Most Indian software companies cut their teeth in banking, financial services and insurance. Now there is a conscious effort to tapping new verticals like healthcare, telecom, defense and cars.
Shift operations to smaller cities
Firms dabbling in information technology-enabled services, which earned $6 billion in exports last year, are cutting costs by around 15 percent by shifting to smaller Tier II and Tier III cities.

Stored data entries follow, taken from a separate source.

PR #12717, opened 2026-09-04
fix(backend): gate app generate and icon routes on chat quota

### LINKED ISSUE #12715: Free-tier chat quota not enforced on /v1/app/generate and /v1/app/generate-icon
## Symptom

A free user past the monthly chat quota can still hit billable AI app generation and DALL-E icon generation.

`POST /v1/app/generate` and `POST /v1/app/generate-icon` wrap spend in `track_usage(..., Features.APP_GENERATOR)` but never call `enforce_chat_quota`. Sibling routes in the same router already gate:

- `POST /v1/app/generate-description`
- `POST /v1/app/generate-description-emoji`

Those two call `enforce_chat_quota(uid, platform=X-App-Platform)` before the same `APP_GENERATOR` tracker (see `a0cbbd90a5`, which wired description generators and left generate/generate-icon ungated).

`track_usage` only attributes spend; it does not block past-cap callers.

## Evidence (main @ fab60317)

- `backend/routers/apps.py` — description endpoints call `enforce_chat_quota`; `generate_app_endpoint` / `generate_app_icon_endpoint` do not.
- Same billable feature enum: `Features.APP_GENERATOR`.

Out of scope for the first fix (same file, different product surfaces): `/v1/app/generate-prompts` (rate-limit only) and `/v1/personas/twitter/initial-message` (`Features.PERSONA`).

aryanorastar:
Fixes #12715.

## Summary

`POST /v1/app/generate` and `POST /v1/app/generate-icon` bill managed LLM/image spend under `Features.APP_GENERATOR` via `track_usage`, but never called `enforce_chat_quota`. Sibling description generators in the same router already gate free users past the monthly chat cap with a 402.

This adds the same `enforce_chat_quota(uid)` call before provider work on those two endpoints.

## Change

- `backend/routers/apps.py` — `enforce_chat_quota` on generate + generate-icon
- `backend/tests/unit/test_free_quota_gate_wiring.py` — blocked + allowed wiring coverage for both routes
- `.github/failure-classes/FC-sibling-managed-llm-missing-chat-quota-gate.json` — new failure class

Left alone on purpose: `/v1/app/generate-prompts`, `/v1/personas/twitter/initial-message`. No OpenAPI/signature change (platform header not added) so free-tier gating lands without generated-client churn.

## Verification

- Code on `main` (`fab60317`): description endpoints call `enforce_chat_quota`; generate/generate-icon only `track_usage` (no quota). `track_usage` does not enforce.
- After fix: `pytest tests/unit/test_free_quota_gate_wiring.py::TestAppGeneratorGates` → **6 passed**; full wiring file → **15 passed**

## Honest gaps

- No live free-tier Firebase/Redis integration run (hermetic gate patch only).
- Does not pass `X-App-Platform` into the gate (description siblings do); free monthly cap still enforces. Platform-aware trial paywall on these two routes can follow later if product wants parity.
- Physical device smoke not run (no kit; backend-only change).

Failure-Class: new

Line-Count-Exception: backend/routers/apps.py | 2454 -> 2462 | reason: add enforce_chat_quota calls to generate and generate-icon to match sibling description generators; no safe split for a two-call-site wiring fix

<a href="https://cubic.dev/pr/BasedHardware/omi/pull/12717?utm_source=github" target="_blank" rel="noopener noreferrer" data-no-image-dialog="true"><picture><source media="(prefers-color-scheme: dark)" srcset="https://www.cubic.dev/buttons/review-in-cubic-dark.svg"><source media="(prefers-color-scheme: light)" srcset="https://www.cubic.dev/buttons/review-in-cubic-light.svg">Review in cubic</picture></a>

### DIFF
--- a/.github/failure-classes/FC-sibling-managed-llm-missing-chat-quota-gate.json
+++ b/.github/failure-classes/FC-sibling-managed-llm-missing-chat-quota-gate.json
@@ -1,0 +1,17 @@
+{
+  "schema_version": 1,
+  "id": "FC-sibling-managed-llm-missing-chat-quota-gate",
+  "violated_contract": "User-initiated managed LLM/image endpoints that share the same billable feature (for example Features.APP_GENERATOR via track_usage) must call enforce_chat_quota before spend. Leaving a sibling route ungated while related routes in the same router already enforce chat quota lets free users past FREE_CHAT_QUESTIONS_PER_MONTH trigger Omi-paid generation.",
+  "canonical_prevention": "At every user-triggered APP_GENERATOR (or equivalent tracked) entrypoint, call enforce_chat_quota(uid, platform=X-App-Platform) before track_usage / provider work — matching generate-description and generate-description-emoji. Pin the wiring with hermetic router tests that assert a 402 from the gate prevents the LLM/image helper from being awaited.",
+  "canonical_prevention_artifact": [
+    "backend/tests/unit/test_free_quota_gate_wiring.py"
+  ],
+  "evidence_prs": [],
+  "scope_hints": [
+    "backend/routers/apps.py",
+    "backend/utils/subscription.py",
+    "backend/utils/llm/usage_tracker.py",
+    "backend/tests/unit/test_free_quota_gate_wiring.py"
+  ],
+  "status": "open"
+}
--- a/backend/routers/apps.py
+++ b/backend/routers/apps.py
@@ -1588,6 +1588,10 @@ async def generate_app_endpoint(data: GenerateAppRequest, uid: str = Depends(aut
     """
     from utils.llm.app_generator import generate_app_from_prompt
 
+    # User-initiated LLM generation — same free-tier gate as chat (402 past cap).
+    # Sibling description generators already enforce; this path was left ungated.
+    enforce_chat_quota(uid)
+
     prompt = data.prompt.strip()
     if not prompt:
         raise HTTPException(status_code=422, detail='Prompt is required')
@@ -1627,6 +1631,10 @@ async def generate_app_icon_endpoint(data: GenerateAppIconRequest, uid: str = De
     """
     from utils.llm.app_generator import generate_app_icon
     import base64
+
+    # User-initiated image generation — same free-tier gate as chat (402 past cap).
+    # Sibling description generators already enforce; this path was left ungated.
+    enforce_chat_quota(uid)
 
     app_name = data.name.strip()
     app_description = data.description.strip()
--- a/backend/tests/unit/test_free_quota_gate_wiring.py
+++ b/backend/tests/unit/test_free_quota_gate_wiring.py
@@ -3,8 +3,9 @@
 Regression for the enforcement-coverage gap where a free user past
 FREE_CHAT_QUESTIONS_PER_MONTH could still trigger managed LLM spend through
 daily-summary regeneration, goal progress extraction, app description
-generation, and the omni realtime relay. Each test proves the endpoint calls
-the shared gate BEFORE doing LLM work and lets the 402 propagate.
+generation, AI app/icon generation, and the omni realtime relay. Each test
+proves the endpoint calls the shared gate BEFORE doing LLM work and lets the
+402 propagate.
 
 `enforce_chat_quota`'s own decision logic is covered in test_chat_quota.py;
 these tests only pin the call-site wiring, so the gate is patched at each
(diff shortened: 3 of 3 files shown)


Git-on-my-level:
Thanks @aryanorastar — verified end to end; this closes a real managed-spend leak and matches the router's existing gate architecture. Per-file notes:

**backend/routers/apps.py** — Correct. On main, `generate_app_endpoint` and `generate_app_icon_endpoint` wrap spend in `track_usage(uid, Features.APP_GENERATOR)` but never call `enforce_chat_quota`, while the sibling description generators gate before the same tracker — `track_usage` only attributes usage, it doesn't block. Placing `enforce_chat_quota(uid)` before validation and provider work is right, and the 402 propagates cleanly. I also verified the monthly free-cap path is platform-independent: `get_chat_quota_snapshot` enforces `used < limit` regardless of the platform argument.

Two notes on the earlier bot review's P2s, both non-blocking:

1. **`platform` not passed** (parity with the description siblings): with `platform=None`, `is_trial_paywalled` returns False, so the desktop 3-day trial paywall can never fire on these two routes. Today that's moot (`TRIAL_PAYWALL_ENABLED` defaults to false), and threading the header through would change the endpoint signatures/OpenAPI — the scoping call in "Honest gaps" is reasonable. A small follow-up (or a TODO) would keep the parity from being forgotten if the trial paywall is re-enabled.
2. **Sync gate on the event loop**: `enforce_chat_quota` does Firestore/Redis I/O synchronously inside the async handler — but that's exactly the pre-existing pattern of the sibling description endpoints in this router (and `routers/goals.py`); `routers/chat_generation.py` shows the `run_blocking` alternative. Following the local convention is the right call for this fix; the executor migration is a router-wide cleanup rather than something this PR should carry.

**backend/tests/unit/test_free_quota_gate_wiring.py** — Good wiring tests. The blocked cases assert both 402 propagation and `llm.assert_not_awaited()` (proving gate-before-spend), the allowed cases assert the proceed path, and `gate.assert_called_once_with('u1')` pins the new call signature. Patching `utils.llm.app_generator.*` at the source module correctly handles the in-function imports, and the docstring update keeps the file's coverage map accurate.

**.github/failure-classes/FC-sibling-managed-llm-missing-chat-quota-gate.json** — Follows the established schema (violated_contract / canonical_prevention / canonical_prevention_artifact / scope_hints). `evidence_prs: []` is fine for a newly born class; referencing this PR once merged would help future greps.

One residual for maintainers (explicitly out of scope in #12715, so not a change request): `/v1/app/generate-prompts` still bills `Features.APP_GENERATOR` under rate-limit only.

No split needed — three files, one concern. Leaving for human maintainer merge sign-off since this sits on the billing/quota surface, alongside the minor product call on X-App-Platform parity above.

— automated review on behalf of the Omi maintainers (AI-generated).

---

aryanorastar:
Closing — superseded on `main` by [#12739](https://github.com/BasedHardware/omi/pull/12739) (`1fff74f7be`), which fixed #12715 and closed it as completed today.

The diagnosis held: on this PR's base (`fab60317cd`) `backend/routers/apps.py` had three `enforce_chat_quota` references — the import and the two description generators — and `generate_app_endpoint` / `generate_app_icon_endpoint` billed `Features.APP_GENERATOR` through `track_usage` with no gate. `main` now has five, with both of those endpoints gated.

#12739 also took the option I scoped out. I passed `uid` alone and wrote in "Honest gaps" that threading `X-App-Platform` would churn the generated clients; cubic's P2 said to pass it anyway. #12739 passes `platform=x_app_platform` and regenerates all six client artifacts plus the OpenAPI document. That is the better call — with `platform=None` the desktop trial paywall could never fire on these routes, so the parity gap would have been left to rediscover if `TRIAL_PAYWALL_ENABLED` were ever turned back on. I under-weighted that against the client-regeneration cost.

Two things from this PR that did not land in #12739, neither of which needs this branch:

**`/v1/app/generate-prompts` is still ungated.** `generate_sample_prompts_endpoint` on current `main` runs `with track_usage(uid, Features.APP_GENERATOR)` behind `auth.with_rate_limit(...)` and no `enforce_chat_quota`. It was explicitly out of scope for #12715, so #12739 correctly left it — but it is the same managed-spend leak on the same feature, and it is now the only one left in this router. Happy to send that as a one-line PR matching #12739's shape exactly.

**`.github/failure-classes/FC-sibling-managed-llm-missing-chat-quota-gate.json`** is not on `main`. The class is real — a route billing managed spend while its siblings in the same router gate it — and #12739's test is the natural `canonical_prevention_artifact`. Worth a registry entry only if a maintainer wants one; not worth a PR on its own otherwise.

Look for domestic opportunities
Buoyed by a near-monopolistic position, Indian firms have largely ignored the Indian market, but that is changing. They are now considering the domestic market as a research laboratory. “How long can the IT industry be in its US-visa mindset? Seventy-five percent of our software industry is exports, unlike China, where the domestic market consumes 75 percent of the business,” India’s Minister of State for Commerce, Jairam Ramesh, an IT alumnus, told the NASSCOM executive board in September. “We have had the computerization of land records in a couple of states and the computerization of railway reservations. We need to take up many more national initiatives where IT can bring about a transformation.”
Move up the value chain
Uninterrupted growth and a weak rupee made companies complacent. They just did not feel the need to innovate. But the slowdown in IT exports is making them think more about moving up in the value chain by innovating and sharing business risk with their customers.
But it is not going to be easy. “Going forward we will have to compete against the likes of IBM, EDS and Accenture. They offer the full range of services to their clients. It is going to take a while before Indian companies reach that league. We claim that we are a software superpower, yet our software industry is barely four percent of global IT spending,” says the exports manager of a middle level software firm.
But much more may need to be done. The IT firms could negotiate their contracts in rupee rather than dollars. They could also draw their work force from smaller, poorer states to reduce their wage bills. At stake is not only the future of IT firms but of the country as well.
There are no easy answers, and much will depend on whether the IT players will be able to benefit from the solutions listed above — and how fast.